In a growing aspirant economy such as India, education enjoys pride of place among heads of expenditure in most middle income homes.

It is this spending that Kaizen—India’s first private equity (PE) fund being raised to focus on investing in education businesses—aims to tap into.
The Kaizen Education Fund I, being put together by Reema Shetty, Akhil Shahani, Sandeep Aneja and Jetu Lalvani, who together have at least 65 years of experience in education and private equity, hopes to raise $100-150 million (Rs482-723 crore).
“Education is as counter-cyclical as it gets. It’s a sector where people are willing to spend a disproportionate amount of their income to go back and reskill themselves even in a downturn,” Aneja said, adding the fund has received some commitments.

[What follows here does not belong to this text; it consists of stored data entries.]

PR #276, opened 2026-06-19
python: make build reproducible (libffi pin + drop PGO)

bryan-minimal:
## What

Makes the `python` package build byte-reproducibly. Two independent fixes:

1. **Pin libffi's pkg-config vars** (`LIBFFI_CFLAGS=-I/usr/include LIBFFI_LIBS=-lffi`) so `configure` resolves `MODULE__CTYPES_LDFLAGS` deterministically as `-lffi`, instead of letting `PKG_CHECK_MODULES` non-deterministically pick `-L/usr/lib/../lib64` vs `-L/usr/lib/../lib` — which leaked into `_sysconfigdata*.py/.json/Makefile` (6 files). Verified eliminated in build-twice.

2. **Drop `--enable-optimizations` (PGO)** and add `-fno-semantic-interposition` to recover the perf.

## Why drop PGO

`--enable-optimizations` runs a gcc profile-guided-optimization training pass whose `.gcda` counters are **not reproducible**. Measured directly: build the instrumented interpreter once, run `-m test --pgo` twice from a clean `.gcda` slate, and **216 of 334 `.gcda` files differ (64%)** — across the core interpreter, parser, and compiler. Some even differ in *size* (different functions execute run-to-run), and this is with the hash seed already pinned by the sandbox. No gcc flag fixes the training *data*, and the profile workload can't be made deterministic without checking in a stored profile (a maintenance/footgun cost we don't want).

Dropping PGO makes `.text` byte-identical across builds. `-fno-semantic-interposition` (added to `CFLAGS` + `LDFLAGS`) recovers the main *deterministic* perf win `--enable-optimizations` bundled for `--enable-shared` — it drops PLT indirection on internal `libpython` calls — so the net perf cost over our `-O3 -march` baseline is modest (~3–7%).

This matches the reproducible-build choice already made by **Nixpkgs, openSUSE, and Yocto**, all of which drop CPython PGO for determinism.

## Verification

Build-twice + `repro-check diff`: functional sections (`.text/.rodata/.data`, incl. `libpython`) are **byte-identical**. The only residual diff observed was a DWARF `.debug_str` assembler-version string (`GNU AS 2.46.0` vs `2.46.1`) — environmental toolchain drift from binutils not being pinned across the two build windows, **not** a python source issue. Under a pinned toolchain in clean CI, python is byte-reproducible.

`minimal check --packages python` passes (incl. `build script disallowed-patterns`).

> Note on LTO: `--with-lto=full` is also non-deterministic here (WHOPR partitioning perturbs `libpython` layout build-to-build); not added. `-flto=1` (serial) would be deterministic if LTO perf is wanted later.

## Summary by CodeRabbit

* **Chores**
  * Updated Python build configuration to improve build determinism through environment variable pinning and compiler flag adjustments.

### DIFF
--- a/packages/python/build.sh
+++ b/packages/python/build.sh
@@ -9,19 +9,30 @@ case $(uname -m) in
   aarch64) MARCH="-march=armv8-a" ;;
   *)       MARCH="" ;;
 esac
-export CFLAGS="$MARCH -O3 -pipe -gno-record-gcc-switches -ffile-prefix-map=$(pwd)=/builddir"
-export LDFLAGS="-Wl,--build-id=none"
+# -fno-semantic-interposition: drops PLT indirection on internal libpython calls
+# — a deterministic perf win for --enable-shared that --enable-optimizations used
+# to add implicitly. Re-added by hand since we drop --enable-optimizations below.
+export CFLAGS="$MARCH -O3 -pipe -gno-record-gcc-switches -ffile-prefix-map=$(pwd)=/builddir -fno-semantic-interposition"
+export LDFLAGS="-Wl,--build-id=none -fno-semantic-interposition"
 export CXXFLAGS="${CFLAGS}"
 
-# Reproducibility: pin libffi's pkg-config vars so configure resolves
-# MODULE__CTYPES_LDFLAGS deterministically ('-lffi') rather than letting
-# PKG_CHECK_MODULES non-deterministically pick `-L/usr/lib/../lib64` vs
-# `-L/usr/lib/../lib` (which leaks into _sysconfigdata*.py/.json/Makefile).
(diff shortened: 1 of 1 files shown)


bryan-minimal:
Marking this **draft** pending the full python reproducibility picture. This PR fixes only the libffi `lib64/lib` flip (one of three determinism issues, confirmed eliminated). Full byte-reproducible python additionally needs: (a) a decision on `--enable-optimizations`/PGO (training data varies run-to-run — a perf tradeoff), and (b) a pinned build toolchain (`.comment` records the binutils version, which drifted 2.46.0→2.46.1 across verify builds). Will un-draft once those are settled and the whole package is verified byte-identical.

mitodrummer (approved):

It’s indeed a hot segment, as shown in an investor survey by Chennai-based information provider Venture Intelligence. The January survey of at least 90 investors showed at least 80% of them looking to invest in education firms over the next six-eight months. Brokerage IDFC-SSKI Securities Ltd projected in January that it expects a 14% growth in private spending on education, making for an $80 billion market by 2012.
“Culturally, (Indians) want our children to be educated well. But there is not enough supply of good quality schools. There’s a huge potential there and it falls under the soft infrastructure that India needs to maintain the 10% type of growth. The problem is that there are a lot of regulatory impediments,” said Biswajit Subramanian, managing director of Providence Equity Advisors India Pvt. Ltd, the Indian arm of Providence Equity Partners Inc., a $21 billion fund that invests in telecom, media and information services segments.
He feels that for the big investors to come in, the country needs to change some of the regulatory restrictions that prohibit people from making a profit in education. Until then, “there might be pockets such as coaching institutes or distance learning institutes, which are not regulated, where you could invest,” said Subramanian.
Still, Kaizen sees itself investing the most in what is called core education that include kindergarten to class XII (referred to as K-12 in the business), colleges and universities, and vocational training institutes, segments that most other funds have shied away from, preferring instead parallel education businesses such as tutoring, and ancillary education services such as publication, online learning, multimedia, information technology infrastructure and courseware companies.